*** Block opens ***
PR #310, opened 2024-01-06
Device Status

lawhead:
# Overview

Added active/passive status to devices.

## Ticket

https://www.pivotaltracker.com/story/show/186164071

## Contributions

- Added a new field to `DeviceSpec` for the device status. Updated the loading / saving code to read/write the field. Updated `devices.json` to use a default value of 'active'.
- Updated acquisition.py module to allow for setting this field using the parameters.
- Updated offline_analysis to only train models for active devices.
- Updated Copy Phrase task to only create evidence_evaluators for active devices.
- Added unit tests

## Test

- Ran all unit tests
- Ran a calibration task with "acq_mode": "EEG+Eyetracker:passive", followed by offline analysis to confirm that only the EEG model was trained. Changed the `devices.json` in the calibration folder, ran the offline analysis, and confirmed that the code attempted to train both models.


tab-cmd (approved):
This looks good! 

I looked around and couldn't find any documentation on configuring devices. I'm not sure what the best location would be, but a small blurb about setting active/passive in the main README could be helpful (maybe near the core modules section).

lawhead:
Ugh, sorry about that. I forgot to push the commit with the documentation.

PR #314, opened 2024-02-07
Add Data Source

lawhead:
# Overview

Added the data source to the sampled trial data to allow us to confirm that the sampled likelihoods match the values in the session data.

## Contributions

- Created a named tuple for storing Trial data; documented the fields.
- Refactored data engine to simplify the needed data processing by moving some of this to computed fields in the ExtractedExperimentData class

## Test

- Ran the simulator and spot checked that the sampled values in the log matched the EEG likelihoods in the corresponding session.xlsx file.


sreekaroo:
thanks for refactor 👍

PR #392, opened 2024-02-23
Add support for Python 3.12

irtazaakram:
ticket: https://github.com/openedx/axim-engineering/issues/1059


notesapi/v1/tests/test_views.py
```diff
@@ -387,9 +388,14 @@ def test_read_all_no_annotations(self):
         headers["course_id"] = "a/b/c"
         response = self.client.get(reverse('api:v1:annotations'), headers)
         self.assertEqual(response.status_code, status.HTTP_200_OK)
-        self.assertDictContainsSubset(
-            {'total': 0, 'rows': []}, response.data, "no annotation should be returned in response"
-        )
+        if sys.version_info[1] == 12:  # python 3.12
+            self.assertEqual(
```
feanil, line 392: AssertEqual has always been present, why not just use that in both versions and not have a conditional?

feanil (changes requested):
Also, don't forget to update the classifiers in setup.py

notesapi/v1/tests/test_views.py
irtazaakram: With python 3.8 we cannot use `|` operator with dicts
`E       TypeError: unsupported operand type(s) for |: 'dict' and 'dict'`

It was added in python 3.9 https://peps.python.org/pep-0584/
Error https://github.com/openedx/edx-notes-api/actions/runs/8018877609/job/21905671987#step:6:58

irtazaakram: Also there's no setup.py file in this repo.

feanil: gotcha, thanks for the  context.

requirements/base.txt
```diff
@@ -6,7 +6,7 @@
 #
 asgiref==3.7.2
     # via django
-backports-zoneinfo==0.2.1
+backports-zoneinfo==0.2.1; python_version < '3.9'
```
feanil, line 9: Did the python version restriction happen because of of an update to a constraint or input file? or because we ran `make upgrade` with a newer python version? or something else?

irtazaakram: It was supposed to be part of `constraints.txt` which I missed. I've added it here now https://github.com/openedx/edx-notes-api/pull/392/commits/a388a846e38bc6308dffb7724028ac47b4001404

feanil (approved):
*** Block closes ***
• [TASK BRIEF] Please repeat the complete material exactly, with nothing omitted.

• [WRITTEN REPLY]
PR #310, opened 2024-01-06
Device Status

lawhead:
# Overview

Added active/passive status to devices.

## Ticket

https://www.pivotaltracker.com/story/show/186164071

## Contributions

- Added a new field to `DeviceSpec` for the device status. Updated the loading / saving code to read/write the field. Updated `devices.json` to use a default value of 'active'.
- Updated acquisition.py module to allow for setting this field using the parameters.
- Updated offline_analysis to only train models for active devices.
- Updated Copy Phrase task to only create evidence_evaluators for active devices.
- Added unit tests

## Test

- Ran all unit tests
- Ran a calibration task with "acq_mode": "EEG+Eyetracker:passive", followed by offline analysis to confirm that only the EEG model was trained. Changed the `devices.json` in the calibration folder, ran the offline analysis, and confirmed that the code attempted to train both models.


tab-cmd (approved):
This looks good! 

I looked around and couldn't find any documentation on configuring devices. I'm not sure what the best location would be, but a small blurb about setting active/passive in the main README could be helpful (maybe near the core modules section).

lawhead:
Ugh, sorry about that. I forgot to push the commit with the documentation.

PR #314, opened 2024-02-07
Add Data Source

lawhead:
# Overview

Added the data source to the sampled trial data to allow us to confirm that the sampled likelihoods match the values in the session data.

## Contributions

- Created a named tuple for storing Trial data; documented the fields.
- Refactored data engine to simplify the needed data processing by moving some of this to computed fields in the ExtractedExperimentData class

## Test

- Ran the simulator and spot checked that the sampled values in the log matched the EEG likelihoods in the corresponding session.xlsx file.


sreekaroo:
thanks for refactor 👍

PR #392, opened 2024-02-23
Add support for Python 3.12

irtazaakram:
ticket: https://github.com/openedx/axim-engineering/issues/1059


notesapi/v1/tests/test_views.py
```diff
@@ -387,9 +388,14 @@ def test_read_all_no_annotations(self):
         headers["course_id"] = "a/b/c"
         response = self.client.get(reverse('api:v1:annotations'), headers)
         self.assertEqual(response.status_code, status.HTTP_200_OK)
-        self.assertDictContainsSubset(
-            {'total': 0, 'rows': []}, response.data, "no annotation should be returned in response"
-        )
+        if sys.version_info[1] == 12:  # python 3.12
+            self.assertEqual(
```
feanil, line 392: AssertEqual has always been present, why not just use that in both versions and not have a conditional?

feanil (changes requested):
Also, don't forget to update the classifiers in setup.py

notesapi/v1/tests/test_views.py
irtazaakram: With python 3.8 we cannot use `|` operator with dicts
`E       TypeError: unsupported operand type(s) for |: 'dict' and 'dict'`

It was added in python 3.9 https://peps.python.org/pep-0584/
Error https://github.com/openedx/edx-notes-api/actions/runs/8018877609/job/21905671987#step:6:58

irtazaakram: Also there's no setup.py file in this repo.

feanil: gotcha, thanks for the  context.

requirements/base.txt
```diff
@@ -6,7 +6,7 @@
 #
 asgiref==3.7.2
     # via django
-backports-zoneinfo==0.2.1
+backports-zoneinfo==0.2.1; python_version < '3.9'
```
feanil, line 9: Did the python version restriction happen because of of an update to a constraint or input file? or because we ran `make upgrade` with a newer python version? or something else?

irtazaakram: It was supposed to be part of `constraints.txt` which I missed. I've added it here now https://github.com/openedx/edx-notes-api/pull/392/commits/a388a846e38bc6308dffb7724028ac47b4001404

feanil (approved):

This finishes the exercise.